Однако по сравнению с прежними, Паулина была женщиной иного склада. Ни одна девка до нее не стремилась к постоянному сожительству с ним, тем более к браку. Швея же, напротив, рыдала, говорила, что наложит на себя руки, поскольку ей ничего иного не остается. Все знают, что она живет с ним, и никому она потом не будет нужна. Душегубову любовницу никто после него не захочет.

— Меня это не касается, — привычно говорил он, грубо, но оставляя при этом мизерную надежду. Именно такая манера разговаривать и привлекала Паулину.

— Алоиз, я с первого дня чувствовала, что у тебя серьезные намерения.

— Какие у меня вообще могут быть серьезные намерения? Сегодня я здесь, а завтра неизвестно где. Зачем тебе душегуб в мужья?

— А мне все равно, чем ты за стенами дома занимаешься.

— Семью содержать надо, дорогая Паула, а я мало зарабатываю.

Нельзя было сломать Зайфрида такими выступлениями. Он знал, что женитьба означала бы ограничение контактов с другими женщинами, особенно с девками, которых ему приводили хозяева бродячих актерских трупп. Как тот, в Вышеграде, который привел к нему девчонку, что танцевала на проволоке. Из циркового фургона, в котором она его принимала, был виден мост и кафана, в которой пьяные аборигены завывали свои невыносимые восточные песни и били об пол бутылки и стаканы.

Та малышка наградила его чесоткой, от которой он с трудом избавился. Целый месяц он нещадно смердел, намазываясь отвратительной мазью, которую ему приготовил доктор Кречмар.

— Ртутная мазь, — сказал он, — единственное лекарство от лобковых вшей, которые в народе зовутся мандавошками.
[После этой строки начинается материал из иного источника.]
PR #4394, opened 2020-04-07
Show or hide post vote buttons when (un)favoriting

lllusion3469:
Not sure if this is at all the proper way to do this, but it seems to work(?)

When favoriting/unfavoriting a post, it would also be upvoted/"un"voted internally but the upvote/downvote/undo vote buttons would stay shown/hidden as they were before unlike when pressing those buttons.

For example when you want change from favorite to merely upvoted you would have to reload the page in between.

Condition taken from here: https://github.com/danbooru/danbooru/blob/6d615001e4fcfdeb123f0f64cc47f3f30a044fed/app/views/posts/partials/show/_information.html.erb#L29

JS taken from: https://github.com/danbooru/danbooru/blob/6d615001e4fcfdeb123f0f64cc47f3f30a044fed/app/views/post_votes/create.js.erb#L4-L5
and https://github.com/danbooru/danbooru/blob/6d615001e4fcfdeb123f0f64cc47f3f30a044fed/app/views/post_votes/destroy.js.erb#L4-L5

### DIFF
--- a/app/views/favorites/_update.js.erb
+++ b/app/views/favorites/_update.js.erb
@@ -4,6 +4,14 @@ $("#score-for-post-<%= @post.id %>").text(<%= @post.score %>);
 $("#favcount-for-post-<%= @post.id %>").text(<%= @post.fav_count %>);
 $(".fav-buttons").toggleClass("fav-buttons-false").toggleClass("fav-buttons-true");
 
+<% if @post.can_be_voted_by?(CurrentUser.user) %>
+  $("#vote-links-for-post-<%= @post.id %>").show();
+  $("#unvote-link-for-post-<%= @post.id %>").hide();
+<% else %>
+  $("#vote-links-for-post-<%= @post.id %>").hide();
+  $("#unvote-link-for-post-<%= @post.id %>").show();
+<% end %>
+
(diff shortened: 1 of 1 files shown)


lllusion3469:
It might be more better to give `#post-info-score` a class and hide `#vote-links-for-post-#{post.id}`
`#unvote-links-for-post-#{post.id}` with CSS. In JS you would then just have to `.toggle` that class like it's already done with the favorite button.

If you want to, I could change it to that.
The only problem is the ids: `span[id^="vote-links-for-post-"]`works but is kind of ugly.

Also: two classes like with the favorite button or just one class and `:not(.foo)`?

evazion:
> It might be more better to give `#post-info-score` a class and hide `#vote-links-for-post-#{post.id}`, and `#unvote-links-for-post-#{post.id}` with CSS. In JS you would then just have to `.toggle` that class like it's already done with the favorite button.

Having `data-post-is-voted` and `data-post-is-favorited` attributes on the <body> tag would be even better. We do this with `data-post-current-image-size` to control visibility of the view original links. Putting state on the <body> tag lets you write CSS rules that target more of the page and it keeps more of the state in one place.

PR #4399, opened 2020-04-08
Post#normalized_source: Normalize more twitter urls

nonamethanks:
This normalizes the following urls:

 * https://twitter.com/ichizon7/status/1244475516180021248/photo/1 (caused by clicking on a picture) ([15k posts](https://danbooru.donmai.us/posts?tags=source%3A*twitter*%2Fphoto%2F*&ms=1 ))
 * https://twitter.com/ichizon7/status/1244475516180021248?s=20 (the number is variable, typically between 18-20 but I've seen other numbers too. Used to track the type of device it was shared from)  ([600 posts](https://danbooru.donmai.us/posts?tags=source%3A*twitter*%3Fs%3D*&ms=1)) 
 * https://mobile.twitter.com/ichizon7/status/1244475516180021248 (regularly fixed by multiple users, should be done server-side) 
 
It also normalizes urls with an ending slash (https://mobile.twitter.com/ichizon7/status/1244475516180021248/).

### DIFF
--- a/app/models/post.rb
+++ b/app/models/post.rb
@@ -337,7 +337,7 @@ class Post < ApplicationRecord
       end
 
       case source
-      when %r{\Ahttps?://twitter.com/[^/]+/status/(\d+)\z}i
+      when %r{\Ahttps?://(?:mobile\.)?twitter.com/[^/]+/status/(\d+)(?:/(?:photo/\d)?|\?s=\d+)?\z}i
         "https://twitter.com/i/web/status/#{$1}"
 
       when %r{\Ahttps?://lohas\.nicoseiga\.jp/priv/(\d+)\?e=\d+&h=[a-f0-9]+}i,


lllusion3469:
Seems mostly fine
* can there be more than 10 images in one post? (you only have a single digit - `\d`)
* can there be both `/photo/\d+` and `?s=\d+`? in your regex it only matches one or the other
* is there any case when the stuff after `/{user}/status/\d+` actually matters? if not why not just get rid of the `\z`?

nonamethanks:
* Nope, twitter only supports a maximum of 4 images per post
* The ?s part is overwritten by the /photo part if you click on a picture, so I don't think that's possible. 
As for the line termination, I'm not sure but there's several cases in the url normalization where it's present, so I didn't want to touch anything done by convention. If it's not needed it should be removed from all cases.

evazion:
> is there any case when the stuff after /{user}/status/\d+ actually matters? if not why not just get rid of the \z?

I usually try to make regexes match tightly so that if the url format changes we're not suddenly matching things we didn't mean to. There have been bugs in the past caused by regexes matching too loosely.

Also it would be a good idea to either put the example urls in the code as comments above the regex or as tests in `test/unit/post_test.rb`. We have a lot of complex regexes where it's not clear what they're supposed to be matching.

PR #4401, opened 2020-04-08
tumblr: pick biggest image based on resolution

### LINKED ISSUE #4324: Add support for 2048 Tumblr image links
Tumblr now has a 2048 image format, so this new size needs to be checked for and used when it is available. The following link can be used to test any updates.

https://kome-no-id.tumblr.com/image/190996209038

lllusion3469:
`photo[:alt_sizes]` may contain a bigger image than
`photo[:original_size]`

fixes #4324


lllusion3469:
There may be some tests that need to be fixed/added but I would have to set up and environment where I could actually run them  first.

PR #4416, opened 2020-04-16
Artstation: artists can have underscore in their name

nonamethanks:
Fixes an issue with urls like https://hosi_na.artstation.com/projects/3oEk3B where the site gives up when getting the api response (so we miss the commentary, tags etc).

See: https://danbooru.donmai.us/source.json?url=https://hosi_na.artstation.com/projects/3oEk3B

### DIFF
--- a/app/logical/sources/strategies/art_station.rb
+++ b/app/logical/sources/strategies/art_station.rb
@@ -9,6 +9,7 @@
 # * https://www.artstation.com/artist/sa-dui
 # * https://www.artstation.com/sa-dui
 # * https://sa-dui.artstation.com/
+# * https://hosi_na.artstation.com
 #
 # Image URLs
 #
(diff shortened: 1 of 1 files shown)


lllusion3469:
What about these three lines: https://github.com/danbooru/danbooru/blob/3166c236c12cc85f21a6fce877fcf63b72721c1b/app/logical/sources/strategies/art_station.rb#L25-L27

e.g.
```
[1] pry(main)> Sources::Strategies::ArtStation.new("https://sa-dui.artstation.com/").artist_name
=> "sa-dui"
[2] pry(main)> Sources::Strategies::ArtStation.new("https://hosi_na.artstation.com/").artist_name
=> nil
```

nonamethanks:
Fixed, no idea how I missed them.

И побрей, дорогой мой, промеж ног. Только смотри, не порежься.

Ну конечно же, он порезался, притом весьма серьезно, и этим вынужден был заняться доктор Кречмар. Он и в обычной-то жизни с трудом брился, особенно шея не давалась, а тут — между ног, где ничего не было видно и трудно было добраться бритвой, даже не намылиться толком, что и говорить, тяжкая работа.

История с Паулиной не могла закончиться так, как намеревался Зайфрид. Но ведь должен же был наступить конец его разнузданной жизни, как написал в рапорте Окружному суду правительственный комиссар: «Полагаю, что вышепоименованный ведет разнузданный образ жизни и общается исключительно с людьми, демонстрирующими наклонность к легкомысленному существованию». Ничего себе легкомысленная жизнь, были среди них негодяи высокого полета. Настоящие легкомысленные не очень-то и желали с ним общаться. Были среди них и господские дети, которые вообще не обращали внимания на палача.

Что же случилось на самом деле? Паулина пыталась покончить с собой. Как? В рапорте не сказано, только пыталась покончить с собой в силу приведенных выше обстоятельств. Внимание властей обращается на то, что «палач Зайфрид — порочный человек», знаменит тем, что не он ищет общества девиц легкого поведения, разведенных женщин и вдов, напротив, они сами стремятся к нему. И от этого спасения нет. А еще если добавить его «склонность к алкоголю и дружба с бывшим турецким палачом Мустафой», то получается портрет личности, позорящей звание императорского служащего.

В пользу Зайфрида свидетельствовал никто иной, как доктор Кречмар. Открытого следствия не было, но власти решили удовлетворить желание доктора, с которым он также дружил, свидетельствовать о его поведении. Дружил не так, как с Мустафой — принимал его, выслушивал, советовал и помогал. Для него была страшна сама мысль о потере работы, он никак не мог согласиться с этим. Надо было бороться.

Это был мудрый ход, потому что доктора высоко ценили за его знания, хотя в письменных ящиках хранились донесения на его счет, очень похожие на рапорты о Зайфриде. Все эти кляузы принадлежали перу его коллег, военных врачей, которые одним своим появлением вызывали страх у пациентов.